📘 Student Worksheet: From Gameplay to Regime Analysis

Part I — Observe the Game#

  1. Which layer failed first?
  2. What regime was being rewarded?
  3. What regime was actually needed?

Part II — Name the Regimes#

Fill in the table:

Layer Active Regime Required Regime Mismatch?
Materials
Technology
Economy
Infrastructure
Cognition/Culture

Part III — Diagnose the Collapse (or Stability)#

Answer in one paragraph:

Describe the civilization’s failure or success as a regime mismatch, not a moral or leadership failure.


Part IV — Redesign the Table#

Students propose one rule change:

  • new bonus
  • new trap
  • altered multiplier
  • delayed penalty

Then answer:

Which regime does your change select, and why?

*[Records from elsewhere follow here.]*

PR #123, opened 2024-01-15
Release 23.3.2+ features hidden

awkrupka:


flow360/component/flow360_params/conversions.py
```diff
@@ -184,12 +186,14 @@ def get_base_viscosity():
...
-        base_heat_flux = base_density * base_velocity**3
+    if Flags.beta_features():
+
+        def get_base_heat_flux():
+            base_density = get_base_density()
+            base_velocity = get_base_velocity()
+            base_heat_flux = base_density * base_velocity**3
 
-        return base_heat_flux
+            return base_heat_flux
```
maciej-flexcompute, line 196: no need to mark this as beta feature

flow360/component/flow360_params/turbulence_quantities.py
```diff
@@ -1,245 +1,240 @@
 """
 Turbulence quantities parameters
 """
-from abc import ABCMeta
-from typing import Optional, Union
+from globals.flags import Flags
```
maciej-flexcompute, line 4: can we just import this file under beta_features() but its definition leave unchanged?

globals/flags.py
maciej-flexcompute, line 1: maybe we can just use ENV variable to set flag? Then we can run tests in both scenarios

flow360/component/flow360_params/turbulence_quantities.py
awkrupka: We could, but this way the user will be able to import it directly (not from flow360 base module but from flow360.component.flow360_params.turbulence_quantities) and still use it which may not be what we want

flow360/component/flow360_params/unit_system.py
```diff
@@ -771,7 +781,8 @@ class UnitSystem(pd.BaseModel):
     density: DensityType = pd.Field()
     viscosity: ViscosityType = pd.Field()
     angular_velocity: AngularVelocityType = pd.Field()
-    heat_flux: HeatFluxType = pd.Field()
+    if Flags.beta_features():
+        heat_flux: HeatFluxType = pd.Field()
```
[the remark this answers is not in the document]
awkrupka: Reverted, was listed in PRs to remove from 23.3.2 so i figured it should be blocked

flow360/component/flow360_params/unit_system.py
```diff
@@ -789,9 +800,11 @@ class UnitSystem(pd.BaseModel):
         "density",
         "viscosity",
         "angular_velocity",
-        "heat_flux",
     ]
 
+    if Flags.beta_features():
+        _dim_names.append("heat_flux")
```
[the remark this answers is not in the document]
awkrupka: Reverted

flow360/component/flow360_params/unit_system.py
```diff
@@ -908,26 +921,26 @@ def __exit__(self, exc_type, exc_val, exc_tb):
...
-        flow360_force_unit,
-        flow360_pressure_unit,
-        flow360_density_unit,
-        flow360_viscosity_unit,
-        flow360_angular_velocity_unit,
-        flow360_heat_flux_unit,
-    ]
-}
+if Flags.beta_features():
+    flow360_heat_flux_unit = Flow360HeatFluxUnit()
```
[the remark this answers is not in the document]
awkrupka: Reverted

flow360/component/flow360_params/unit_system.py
```diff
@@ -985,7 +999,8 @@ def __init__(self):
         conversion_system["pressure"] = "flow360_pressure_unit"
         conversion_system["viscosity"] = "flow360_viscosity_unit"
         conversion_system["angular_velocity"] = "flow360_angular_velocity_unit"
-        conversion_system["heat_flux"] = "flow360_heat_flux_unit"
+        if Flags.beta_features():
+            conversion_system["heat_flux"] = "flow360_heat_flux_unit"
```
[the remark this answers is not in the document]
awkrupka: Reverted

flow360/component/flow360_params/unit_system.py
```diff
@@ -1017,7 +1032,8 @@ class _PredefinedUnitSystem(UnitSystem):
     density: DensityType = pd.Field(exclude=True)
     viscosity: ViscosityType = pd.Field(exclude=True)
     angular_velocity: AngularVelocityType = pd.Field(exclude=True)
-    heat_flux: HeatFluxType = pd.Field(exclude=True)
+    if Flags.beta_features():
+        heat_flux: HeatFluxType = pd.Field(exclude=True)
```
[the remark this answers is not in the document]
awkrupka: Reverted

flow360/component/flow360_params/conversions.py
awkrupka: Reverted

globals/flags.py
awkrupka: We could explore this, but I think what we want would be

1. Set beta_features to True
2. Import flow360, run tests
3. Set beta_features to False
4. Import flow360 again, run tests

and its step 4 that's the main issue, as we need to reimport flow360 at some point when running tests. ENV variables would have the advantage of not requiring the globals.flags module, at the cost of setting the state permanently (right now feature flags are disabled by default unless we explicitly set them before import)

it would work if we ran a different command like

<set variable> && pytest -rA && <set variable> && pytest -rA

awkrupka: Changed to environment variable: to run tests with the beta_features on we run

FLOW360_BETA_FEATURES=True pytest -rA

flow360/component/flow360_params/boundaries.py
```diff
@@ -9,9 +10,11 @@
 
 from ..types import Axis, PositiveFloat, PositiveInt, Vector
 from .params_base import Flow360BaseModel
-from .turbulence_quantities import TurbulenceQuantitiesType
 from .unit_system import VelocityType
 
+if os.environ.get("FLOW360_BETA_FEATURES", False):
```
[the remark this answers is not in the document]
awkrupka: Fixed, added a wrapper class so we still call Flags.beta_feature() in checks

config/flags.py
maciej-flexcompute, line 1: this file is outside flow360. When publishing to PyPI this path will be excluded so I think the package will not be able to init

maciej-flexcompute (approved):

PR #130, opened 2024-01-18
tagged linearSolver as bete feature and reverted linearSolverConfig

maciej-flexcompute:


tools/integrations/data/turbulence-model/json-schema.json
```diff
@@ -4,7 +4,7 @@
   "additionalProperties": false,
   "anyOf": [
     {
-      "title": "Spalart- allmaras",
+      "title": "Spalart  allmaras",
```
maciej-flexcompute, line 7: options are not respected here

awkrupka (approved):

Part V — Cross‑Scale Transfer#

Apply the same analysis to:

  • a modern company
  • a school system
  • a government policy
  • a technology platform

Core Learning Outcome#

Students leave understanding that:

Civilizations do not collapse because of bad people.
They collapse because regimes stop aligning across layers.

And they learn this without being lectured.


Why This Works (Quietly)#

  • Pinball teaches feedback loops
  • Regimes teach structure
  • History teaches consequences
  • Play bypasses ideological defenses

This is exactly how regime literacy becomes intuitive.